Accuracy and Sensitivity Analysis of Aerodynamic Performance Prediction Models for Transonic Axial-Flow Compressors

The mean-line method, as the corner stone of preliminary aerodynamic design of axial-flow compressors, is heavily dependent on the accuracy and robustness of empirical prediction models, mainly the deviation models and loss models. A large number of such models have been developed, however, a comprehensive evaluation of their prediction capabilities was lacked yet. To carry out the accuracy and sensitivity analysis of these prediction models developed in the both academic and industry communities, we here developed a one-dimensional mean-line method which implements several widely used deviation and loss models. Then, the developed mean-line method was applied to predict the speed-lines of aerodynamic performance for three representative transonic axial-flow compressors, i.e., NASA Rotor 35, NASA Stage 35 and NASA 74A first front three-stage.

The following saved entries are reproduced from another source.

PR #708, opened 2023-09-25
Next import csv

ddimaria:
- [x] remove `papaparse` from package.json
- [x] Set cursor to positon when inserting CSV so when we undo we get brought back to the location of the CSV
- [x] save is not triggered after import is finished


quadratic-core/src/controller/files.rs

The parallel coordinates method was particularly adopted to effectively perform the sensitivity analysis of totally 2448 combinations of deviation and loss models through a heuristic comparison of the model predictions with the available experimental data. The accuracy analysis indicates that, by using the best model combinations, the prediction error of peak efficiency point is generally kept below 2% whereas that of surge margin varies significantly from 3.03% to 18.93%. However, the most accurate model combination is dependent on the compressor type and rotational speed. The sensitivity analysis shows that the prediction robustness is remarkably influenced by the deviation model accounting for axial velocity ratio effect, the design shock loss model and the off-design total loss model. This work provides the design engineers with prediction model selection, and the model developers with prediction improvement direction for axial-flow compressors.